The second curious aspect of this book is that it combines two forms of scholarship: original, primary-source historical research and i
nterpretive essays reflecting how historical actors thought about their enemies. To accomplish this, the book draws on a wide range of English, German, Russian, and Vietnamese primary sources, many of which are published archival records, as well as the substantial secondary literature on relevant topics. Like all historians, I plumb the extant record, watch for corroborating evidence, try to ascertain causes and verify claims. But I also apply a conceptual framework to my analysis by focusing on the effects of pattern breaks on the way that leaders thought.

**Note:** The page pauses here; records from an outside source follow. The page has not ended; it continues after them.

PR #5158, opened 2020-09-29
Add GH action to automatically update copyright headers.

mpreiner:
This PR adds a new CI build for pull requests that automatically executes the update-copyright.pl script on all files added/modified in the PR.

### DIFF
--- a/.github/workflows/update.yml
+++ b/.github/workflows/update.yml
@@ -1,0 +1,25 @@
+name: Update Copyright Headers
+
+on: [pull_request, pull_request_target]
+
+jobs:
+  update:
+    runs-on: ubuntu-latest
+
+    steps:
+      - uses: actions/checkout@v2
+        with:
+          fetch-depth: 0
+          ref: ${{ github.head_ref }}
+
+      - id: files
+        uses: jitterbit/get-changed-files@v1
+
+      - name: Update headers
+        run: |
+          contrib/update-copyright.pl ${{ steps.files.outputs.added_modified }}
+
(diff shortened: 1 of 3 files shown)


4tXJ7f (approved):
🤘

nafur:
I **really** like this idea. A few questions:
- Will we have "Update copyright headers" commits all over the place in our PRs?
- If so: will they trigger new CI jobs?
- While this is not really a problem for our own PRs as we squash them anyway, what about PRs from external contributors?
- Can we do the same with formatting?

mpreiner:
>     * Will we have "Update copyright headers" commits all over the place in our PRs?
> 
After every push to your branch/PR the action is triggered and adds a commit.

>     * If so: will they trigger new CI jobs?
> 

It should not trigger a new CI job since the trigger is only on pull_request and pull_request_target

>     * While this is not really a problem for our own PRs as we squash them anyway, what about PRs from external contributors?
> 

External contributors have to squash and sign their commits so this shouldn't be an issue (they only have to squash+sign again if a header was updated).

>     * Can we do the same with formatting?

We can, but we decided yesterday in the meeting that we'll not automatically apply clang-format. Instead we'll add a check that fails if the code is not properly formatted. This avoids nasty merge conflicts when pulling from the branch since formatting potentially modifies a lot of places in the code.

mpreiner:
Unfortunately, it seems that updating headers does not work on PRs from forks (it does only work on the same repo). The changes need to be pushed to the original branch, but the PR on the main repository can not push commits to the fork.

PR #5159, opened 2020-09-29
(proof-new) Add proof managers and eager gens to arith

alex-ozdemir:
This commit threads ProofNodeManager, EagerProofGenerator, etc
throughout the arith theory into the appropriate locations. These
objects are currently unused, but will be used in future commits.

Crediting Andy, since he set up some of this.

Co-authored-by: Andrew Reynolds <andrew.j.reynolds@gmail.com>

### DIFF
--- a/src/theory/arith/theory_arith_private.h
+++ b/src/theory/arith/theory_arith_private.h
@@ -31,6 +31,7 @@
 #include "expr/metakind.h"
 #include "expr/node.h"
 #include "expr/node_builder.h"
+#include "expr/proof_generator.h"
 #include "options/arith_options.h"
 #include "smt/logic_exception.h"
 #include "smt_util/boolean_simplification.h"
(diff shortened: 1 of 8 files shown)


src/theory/arith/theory_arith_private.h
```diff
@@ -306,8 +317,9 @@ class TheoryArithPrivate {
 
   /** This is only used by simplex at the moment. */
   context::CDO<Node> d_blackBoxConflict;
-public:
+  context::CDO<std::shared_ptr<ProofNode>> d_blackBoxConflictPf;
```
ajreynol, line 320: Document this.

ajreynol (changes requested):
One documentation request.

src/theory/arith/theory_arith_private.h
alex-ozdemir: Good catch. Done in 23ed0f2.

ajreynol (approved):

PR #5161, opened 2020-09-29
[proof-new] Adds a proof post processor for the Prop Engine

HanielB:
The post processor connects the two proofs in the prop engine: the refutation proof in the SAT solver and the CNF transformation proof in the CNF stream. The proof generators from theory engine in the latter are also expanded during the connection.


ajreynol (approved):
LGTM

PR #5164, opened 2020-09-29
(proof-new) Preprocessing passes use proper interfaces to assertions pipeline

ajreynol:
This PR eliminates all uses of assertions pipeline that are not proper, which two-fold:
(1) The assertion list should never be modified in a custom way (without going through `replace` / `push_back`),
(2) Places where an assertion is "conjoined" to an existing spot in the vector should use `conjoin` instead of `replace`. 
This is required for proper proof generation.

This fixes https://github.com/CVC4/cvc4-projects/issues/75.


src/preprocessing/passes/bv_gauss.cpp
```diff
@@ -759,8 +758,10 @@ PreprocessingPassResult BVGauss::applyInternal(
       NodeManager *nm = NodeManager::currentNM();
       if (ret == BVGauss::Result::NONE)
       {
-        atpp.clear();
-        atpp.push_back(nm->mkConst<bool>(false));
+        assertionsToPreprocess->clear();
+        Node n = NodeManager::currentNM()->mkConst<bool>(false);
```
HanielB, line 762: used cached node manager

src/preprocessing/passes/bv_gauss.cpp
```diff
@@ -759,8 +758,10 @@ PreprocessingPassResult BVGauss::applyInternal(
       NodeManager *nm = NodeManager::currentNM();
```
HanielB, line 758: move this outside the loop

src/preprocessing/passes/global_negate.cpp
```diff
@@ -27,7 +27,8 @@ namespace CVC4 {
 namespace preprocessing {
 namespace passes {
 
-Node GlobalNegate::simplify(std::vector<Node>& assertions, NodeManager* nm)
+Node GlobalNegate::simplify(const std::vector<Node>& assertions,
+                            NodeManager* nm)
```
HanielB, line 31: maybe we wanna drop having the node manager as a parameter? What comes first to mind is not that this is being done to save a call currentNM().

src/preprocessing/passes/quantifier_macros.h
```diff
@@ -64,7 +64,7 @@ class QuantifierMacros : public PreprocessingPass
                        bool reqComplete);
   void addMacro(Node op, Node n, std::vector<Node>& opc);
   void debugMacroDefinition(Node oo, Node n);
-  bool simplify(std::vector<Node>& assertions, bool doRewrite = false);
+  bool simplify(AssertionPipeline* ap, bool doRewrite = false);
```
HanielB, line 67: maybe document? :)

src/preprocessing/passes/unconstrained_simplifier.cpp
```diff
@@ -855,9 +855,15 @@ PreprocessingPassResult UnconstrainedSimplifier::applyInternal(
...
+    for (size_t i = 0, asize = assertions.size(); i < asize; ++i)
     {
-      assertion = Rewriter::rewrite(d_substitutions.apply(assertion));
+      Node a = assertions[i];
+      Node as = Rewriter::rewrite(d_substitutions.apply(a));
+      if (a != as)
+      {
+        // replace the assertion
+        assertionsToPreprocess->replace(i, as);
+      }
```
HanielB, line 866: This test is already done inside the replace method, so no need to be done outside. The same goes to other occurrences throughout the PR.

HanielB (approved):
LGTM, just some minor requests

src/preprocessing/passes/global_negate.cpp
ajreynol: Its also potentially to make it possible to eliminate calls to currentNM() in case we ever decide to make NodeManager a non-singleton.  I'd prefer keeping this for now.

src/preprocessing/passes/unconstrained_simplifier.cpp
ajreynol: I'll change, although some are due to debugging traces.

src/preprocessing/passes/global_negate.cpp
HanielB: I see. OK.

PR #5167, opened 2020-09-29
Add additional ground terms to SyGuS instantiation grammar

mpreiner:
This PR adds options to add additional ground terms to the SyGuS instantiation grammars.


src/options/quantifiers_options.toml
```diff
@@ -1995,3 +1995,39 @@ header = "options/quantifiers_options.h"
...
+  name       = "sygusInstScope"
+  category   = "regular"
+  long       = "sygus-inst-scope=MODE"
+  type       = "SygusInstScope"
+  default    = "INSIDE"
+  help       = "select scope of ground terms"
+  help_mode  = "scope for collecting ground terms for the grammar."
+[[option.mode.INSIDE]]
+  name = "inside"
+  help = "use ground terms inside quantifier bodies only."
```
ajreynol, line 2009: I assume this means that grammar uses ground terms inside the *given* quantifier? Clarify this here.

src/options/quantifiers_options.toml
```diff
@@ -1995,3 +1995,39 @@ header = "options/quantifiers_options.h"
...
+[[option.mode.OUTSIDE]]
+  name = "outside"
+  help = "use ground terms outside of quantifier bodies only."
+[[option.mode.BOTH]]
+  name = "both"
+  help = "combines inside and outside."
+
+[[option]]
+  name       = "sygusInstGranularity"
```
ajreynol, line 2018: This option name is a bit too general sounding to me, I think `sygusInstTermSel` may be better (note this has some similarities with this option: https://github.com/CVC4/CVC4/blob/master/src/options/quantifiers_options.toml#L368).

src/theory/quantifiers/sygus_inst.cpp
```diff
@@ -138,6 +138,100 @@ bool SygusInst::checkCompleteFor(Node q)
...
+    cur = visit.back();
+    visit.pop_back();
+
+    if (cache.find(cur) != cache.end())
+    {
+      continue;
+    }
+    cache.insert(cur);
+
+    if (expr::hasBoundVar(cur) || cur.getType().isBoolean())
```
ajreynol, line 175: Why is this check for Boolean type necessary?  Its possible that we could be doing QBF and have a large ground term of type Boolean.

ajreynol (changes requested):

src/options/quantifiers_options.toml
mpreiner: done

src/options/quantifiers_options.toml
mpreiner: done

src/theory/quantifiers/sygus_inst.cpp
mpreiner: refactored as discussed off-line.

src/theory/quantifiers/sygus_inst.cpp
```diff
@@ -190,6 +381,13 @@ void SygusInst::preRegisterQuantifier(Node q)
   addCeLemma(q);
 }
 
+void SygusInst::ppNotifyAssertions(const std::vector<Node>& assertions)
+{
+  d_notified_assertions.clear();
```
ajreynol, line 386: This actually needs to be a user-context dependent list, where we don't clear and only add here.  This will ensure sygus-inst does the right thing in incremental mode.

ajreynol (changes requested):

src/theory/quantifiers/sygus_inst.cpp
ajreynol: (Which also assumes sygus will eventually be available in incremental mode...) :)

mpreiner: done, it's not a CDHashSet.

src/theory/quantifiers/sygus_inst.h
```diff
@@ -124,6 +127,15 @@ class SygusInst : public QuantifiersModule
   /* Indicates whether a counterexample lemma was added for a quantified
    * formula in the current context. */
   context::CDHashSet<Node, NodeHashFunction> d_ce_lemma_added;
+
+  /* Set of global ground terms in assertions (outside of quantifiers). */
+  std::unordered_map<TypeNode,
```
ajreynol, line 132: This also needs to be user-context dependent.

mpreiner: done

ajreynol (approved):

PR #5168, opened 2020-09-30
Remove too strict assertion to allow for approximate models

### LINKED ISSUE #5113: Fatal failure at src/theory/arith/theory_arith.cpp:161
Hi, for the following formula
~~~~
(set-logic ALL_SUPPORTED)
(declare-const i5 Int)
(declare-const r31 Real)
(assert (! (= (exp 0.4351869) r31) :named IP_8))
(check-sat-assuming ((! (or (>= (to_int 29963.48807) (to_int (to_real i5)))) :named IP_69) (! (or (>= (to_int 29963.48807) (to_int (to_real i5))) false) :named IP_74)))
~~~~
cvc4 71ab2d154b2f
~~~~
cvc4 xx.smt2 --check-models
Fatal failure within virtual bool CVC4::theory::arith::TheoryArith::collectModelValues(CVC4::theory::TheoryModel*, const std::set<CVC4::NodeTemplate<true> >&) at /CVC4/src/theory/arith/theory_arith.cpp:161
Check failure

 p.second.isConst()

Aborted
~~~~

nafur:
This PR simply removes an assertion that would trigger whenever the arithmetic theory asserts a model that contains something else than a constant. This can be the case with witness terms.
In offline discussion we concluded that this discussion was overly strict. Note that these examples may still hit an error during model validation (`Cannot run check-model on a model with approximate values.`).
This PR also fixes a debug output I found during debugging.

Fixes #5113.

### DIFF
--- a/src/smt/smt_engine.cpp
+++ b/src/smt/smt_engine.cpp
@@ -1610,7 +1610,8 @@ void SmtEngine::checkModel(bool hardFailure) {
   for(size_t k = 0; k < m->getNumCommands(); ++k) {
     const DeclareFunctionNodeCommand* c =
         dynamic_cast<const DeclareFunctionNodeCommand*>(m->getCommand(k));
-    Notice() << "SmtEngine::checkModel(): model command " << k << " : " << m->getCommand(k)->toString() << endl;
+    Notice() << "SmtEngine::checkModel(): model command " << k << " : "
+             << m->getCommand(k)->toString() << endl;
     if(c == NULL) {
       // we don't care about DECLARE-DATATYPES, DECLARE-SORT, ...
       Notice() << "SmtEngine::checkModel(): skipping..." << endl;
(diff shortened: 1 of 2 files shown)


src/smt/smt_engine.cpp
```diff
@@ -1610,7 +1610,7 @@ void SmtEngine::checkModel(bool hardFailure) {
   for(size_t k = 0; k < m->getNumCommands(); ++k) {
     const DeclareFunctionNodeCommand* c =
         dynamic_cast<const DeclareFunctionNodeCommand*>(m->getCommand(k));
-    Notice() << "SmtEngine::checkModel(): model command " << k << " : " << m->getCommand(k) << endl;
+    Notice() << "SmtEngine::checkModel(): model command " << k << " : " << m->getCommand(k)->toString() << endl;
```
ajreynol, line 1613: Format.

ajreynol (approved):
Remember to format.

For the chapter on Gandhi’s assessments of the British I draw heavily on the Collected Works of Mahatma Gandhi. I also use memoirs of one close to the Mahatma during the events in question, as well as British newspaper accounts and the Hansard transcripts of debates in the House of Commons.
For the section concerning Germany in the 1920s, I use materials as diverse as Reichstag session transcriptions, records of Cabinet meetings, newspaper accounts, and the diaries and memoirs of leading decision-makers. I harness all of the standard resources available to diplomatic historians, such as the Foreign Relations of the United States series, Documents on German Foreign Policy, and British Documents on Foreign Affairs, including the more selective Confidential Print series.
For the section on Roosevelt’s and Stalin’s attempts to think like Hitler, I rely on similar sources as noted above, as well as the reports of Under Secretary of State Sumner Welles in private communication with President Roosevelt on the Welles mission in 1940 to see Hitler and Mussolini. I tapped the Franklin D. Roosevelt President’s Secretary’s Files, particularly Parts I and II, with their records of correspondence between the President and the American Ambassador to Germany, William E. Dodd. I also consult the published Soviet archival documents concerning Stalin’s intelligence on the eve of Operation Barbarossa, including materials from the Stalin Digital Archive.